Output each line of the material exactly as it stands.

*** Information provided ***

Issue #307, opened 2018-01-08
Custom database types


garbados:
Although the orbit-db-store documentation suggests you can use custom stores (["Creating Custom Data Stores"](https://github.com/orbitdb/orbit-db-store#creating-custom-data-stores)), doing so is actually quite difficult because of how OrbitDB [pre-processes](https://github.com/orbitdb/orbit-db/blob/master/src/OrbitDB.js#L73) new stores. Indeed, OrbitDB [rejects](https://github.com/orbitdb/orbit-db/blob/master/src/OrbitDB.js#L104) stores with types not matching those it doesn't already know about.

In [cubesat](https://github.com/garbados/cubesat), I've taken to [piggy-backing off of an existing store type](https://github.com/garbados/cubesat/blob/master/index.js#L109-L115) in order to use a custom store with a custom index. My approach is hacky as heck and I'd love a better way.

haadcode:
Indeed, you're right! Adding stores currently is cumbersome. Your PR is a great fix for it, so let's do that :)

Btw. if you're interested, we have https://github.com/orbitdb/orbit-db/issues/4 open and looking for contributors. Take a look and see if you'd be interested. I think it'd be the best way to solve what you're doing in ^ and would love to have a "PouchDBStore" in OrbitDB :)

garbados:
Yay! I've jumped into that thread and I hope to have something together for it shortly.

haadcode:
This should now be fixed through the PR above (#308). @garbados if you feel this can be closed, feel free to do so or if there's still something that needs work, let's continue the discussion.

Thank you for all the contributions you've made around this!

garbados:
Yay! Seems good to me 👍

PR #308, opened 2018-01-08
Add custom types

garbados:
Add an `.addType(name, store)` method that updates the `databaseTypes` object so that OrbitDB can pre-process them like other store types.

Addresses https://github.com/orbitdb/orbit-db/issues/307

### DIFF
--- a/src/OrbitDB.js
+++ b/src/OrbitDB.js
@@ -18,7 +18,7 @@ const logger = Logger.create("orbit-db")
 Logger.setLogLevel('NONE')
 
 // Mapping for 'database type' -> Class
-const databaseTypes = {
+let databaseTypes = {
   'counter': CounterStore,
   'eventlog': EventStore,
   'feed': FeedStore,
@@ -343,6 +343,11 @@ class OrbitDB {
 
   static isValidType (type) {
     return Object.keys(databaseTypes).includes(type)
+  }
+
+  static addDatabaseType (type, store) {
+    if (databaseTypes[type]) throw new Error(`Type already exists: ${type}`)
+    databaseTypes[type] = store
   }
 
   static create () {
--- a/test/create-type.test.js
+++ b/test/create-type.test.js
@@ -1,0 +1,59 @@
+'use strict'
+
+const assert = require('assert')
+const config = require('./utils/config')
+const DocumentStore = require('orbit-db-docstore')
+const OrbitDB = require('../src/OrbitDB')
+const rmrf = require('rimraf')
+const startIpfs = require('./utils/start-ipfs')
+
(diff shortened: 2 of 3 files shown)


haadcode:
Hi @garbados! Thank you for the PR, looks great and would be happy to add the functionality it brings. You're absolutely right in #307 that it's cumbersome atm.

There's couple a small comments for the PR that we should address before merging. Also, I appreciate the very clean commit style, but could you squash the commit to one before we merge (you can put all three commit messages into the squashed one)? 

Great job all around, though! Such a nice PR 😄 👍 ❤️

src/OrbitDB.js
```diff
@@ -345,6 +345,11 @@ class OrbitDB {
     return Object.keys(databaseTypes).includes(type)
   }
 
+  static addType (type, store) {
+    if (databaseTypes[type]) throw new Error(`Type already exists: ${type}`)
+    databaseTypes[type] = store
```
haadcode: `databaseTypes` is defined on https://github.com/garbados/orbit-db/blob/1ef24dfa4be6884103c72e3762f163b8ae29a7a3/src/OrbitDB.js#L21 as `const`. Can you change that to be `let` to make sure the type describes it's a variable that will/can change?

test/create-type.test.js
```diff
@@ -0,0 +1,50 @@
...
+    if (ipfs) await ipfs.stop()
+  })
+
+  describe('addType', function () {
+    it('should have the correct custom type', async () => {
+      OrbitDB.addType(CustomStore.type, CustomStore)
+      let store = await orbitdb.create(dbPath, CustomStore.type)
+      assert.equal(store._type, CustomStore.type)
+    })
+  })
```
haadcode: Can we add a test that check that the existing database types can't be overwritten? (Essentially check the first line of `addType()`)

src/OrbitDB.js
```diff
@@ -345,6 +345,11 @@ class OrbitDB {
     return Object.keys(databaseTypes).includes(type)
   }
 
+  static addType (type, store) {
```
haadcode: Not gonna bikeshed this, but what do you think about naming it `addDatabaseType`? If you're happy with the current name, then let's go with that.

If you do change it, make sure to reflect that in the documentation too.

garbados:
OK, I folded in your feedback and squashed the commits. I hope it looks alright!

haadcode:
Looks awesome! 😄  Thank you for the PR @garbados and welcome to the contributors ❤️ 

I'll merge it an publish a new version on npm.

haadcode:
Released as [0.19.3](https://www.npmjs.com/package/orbit-db) on npm.

PR #322, opened 2018-02-08
Allow a custom keystore object to be specified via options

### LINKED ISSUE #319: Custom keystore
`orbit-db` needs a keystore to sign / verify signatures. 

Currently, we're using `orbit-db-keystore` (https://github.com/orbitdb/orbit-db/blob/master/src/OrbitDB.js#L38) but being able to specify a custom keystore to be used via config would be interesting for use-cases where there's already a keystore / signing functionality in the (d)app.

I can try to provide a PR that uses a custom keystore specified in `options` following the current API – if that's the best way to go. Thoughts?

thiagodelgado111:
This PR adds a check for `keystore` option, this way we can implement our own keystores or reuse it in cases where the app already have that. The keystore should follow `orbit-db-keystore`'s API since `orbit-db-store` and `ipfs-log` depends on it.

*** End of Information provided ***

[Answer section]:
Issue #307, opened 2018-01-08
Custom database types


garbados:
Although the orbit-db-store documentation suggests you can use custom stores (["Creating Custom Data Stores"](https://github.com/orbitdb/orbit-db-store#creating-custom-data-stores)), doing so is actually quite difficult because of how OrbitDB [pre-processes](https://github.com/orbitdb/orbit-db/blob/master/src/OrbitDB.js#L73) new stores. Indeed, OrbitDB [rejects](https://github.com/orbitdb/orbit-db/blob/master/src/OrbitDB.js#L104) stores with types not matching those it doesn't already know about.

In [cubesat](https://github.com/garbados/cubesat), I've taken to [piggy-backing off of an existing store type](https://github.com/garbados/cubesat/blob/master/index.js#L109-L115) in order to use a custom store with a custom index. My approach is hacky as heck and I'd love a better way.

haadcode:
Indeed, you're right! Adding stores currently is cumbersome. Your PR is a great fix for it, so let's do that :)

Btw. if you're interested, we have https://github.com/orbitdb/orbit-db/issues/4 open and looking for contributors. Take a look and see if you'd be interested. I think it'd be the best way to solve what you're doing in ^ and would love to have a "PouchDBStore" in OrbitDB :)

garbados:
Yay! I've jumped into that thread and I hope to have something together for it shortly.

haadcode:
This should now be fixed through the PR above (#308). @garbados if you feel this can be closed, feel free to do so or if there's still something that needs work, let's continue the discussion.

Thank you for all the contributions you've made around this!

garbados:
Yay! Seems good to me 👍

PR #308, opened 2018-01-08
Add custom types

garbados:
Add an `.addType(name, store)` method that updates the `databaseTypes` object so that OrbitDB can pre-process them like other store types.

Addresses https://github.com/orbitdb/orbit-db/issues/307

### DIFF
--- a/src/OrbitDB.js
+++ b/src/OrbitDB.js
@@ -18,7 +18,7 @@ const logger = Logger.create("orbit-db")
 Logger.setLogLevel('NONE')
 
 // Mapping for 'database type' -> Class
-const databaseTypes = {
+let databaseTypes = {
   'counter': CounterStore,
   'eventlog': EventStore,
   'feed': FeedStore,
@@ -343,6 +343,11 @@ class OrbitDB {
 
   static isValidType (type) {
     return Object.keys(databaseTypes).includes(type)
+  }
+
+  static addDatabaseType (type, store) {
+    if (databaseTypes[type]) throw new Error(`Type already exists: ${type}`)
+    databaseTypes[type] = store
   }
 
   static create () {
--- a/test/create-type.test.js
+++ b/test/create-type.test.js
@@ -1,0 +1,59 @@
+'use strict'
+
+const assert = require('assert')
+const config = require('./utils/config')
+const DocumentStore = require('orbit-db-docstore')
+const OrbitDB = require('../src/OrbitDB')
+const rmrf = require('rimraf')
+const startIpfs = require('./utils/start-ipfs')
+
(diff shortened: 2 of 3 files shown)


haadcode:
Hi @garbados! Thank you for the PR, looks great and would be happy to add the functionality it brings. You're absolutely right in #307 that it's cumbersome atm.

There's couple a small comments for the PR that we should address before merging. Also, I appreciate the very clean commit style, but could you squash the commit to one before we merge (you can put all three commit messages into the squashed one)? 

Great job all around, though! Such a nice PR 😄 👍 ❤️

src/OrbitDB.js
```diff
@@ -345,6 +345,11 @@ class OrbitDB {
     return Object.keys(databaseTypes).includes(type)
   }
 
+  static addType (type, store) {
+    if (databaseTypes[type]) throw new Error(`Type already exists: ${type}`)
+    databaseTypes[type] = store
```
haadcode: `databaseTypes` is defined on https://github.com/garbados/orbit-db/blob/1ef24dfa4be6884103c72e3762f163b8ae29a7a3/src/OrbitDB.js#L21 as `const`. Can you change that to be `let` to make sure the type describes it's a variable that will/can change?

test/create-type.test.js
```diff
@@ -0,0 +1,50 @@
...
+    if (ipfs) await ipfs.stop()
+  })
+
+  describe('addType', function () {
+    it('should have the correct custom type', async () => {
+      OrbitDB.addType(CustomStore.type, CustomStore)
+      let store = await orbitdb.create(dbPath, CustomStore.type)
+      assert.equal(store._type, CustomStore.type)
+    })
+  })
```
haadcode: Can we add a test that check that the existing database types can't be overwritten? (Essentially check the first line of `addType()`)

src/OrbitDB.js
```diff
@@ -345,6 +345,11 @@ class OrbitDB {
     return Object.keys(databaseTypes).includes(type)
   }
 
+  static addType (type, store) {
```
haadcode: Not gonna bikeshed this, but what do you think about naming it `addDatabaseType`? If you're happy with the current name, then let's go with that.

If you do change it, make sure to reflect that in the documentation too.

garbados:
OK, I folded in your feedback and squashed the commits. I hope it looks alright!

haadcode:
Looks awesome! 😄  Thank you for the PR @garbados and welcome to the contributors ❤️ 

I'll merge it an publish a new version on npm.

haadcode:
Released as [0.19.3](https://www.npmjs.com/package/orbit-db) on npm.

PR #322, opened 2018-02-08
Allow a custom keystore object to be specified via options

### LINKED ISSUE #319: Custom keystore
`orbit-db` needs a keystore to sign / verify signatures. 

Currently, we're using `orbit-db-keystore` (https://github.com/orbitdb/orbit-db/blob/master/src/OrbitDB.js#L38) but being able to specify a custom keystore to be used via config would be interesting for use-cases where there's already a keystore / signing functionality in the (d)app.

I can try to provide a PR that uses a custom keystore specified in `options` following the current API – if that's the best way to go. Thoughts?

thiagodelgado111:
This PR adds a check for `keystore` option, this way we can implement our own keystores or reuse it in cases where the app already have that. The keystore should follow `orbit-db-keystore`'s API since `orbit-db-store` and `ipfs-log` depends on it.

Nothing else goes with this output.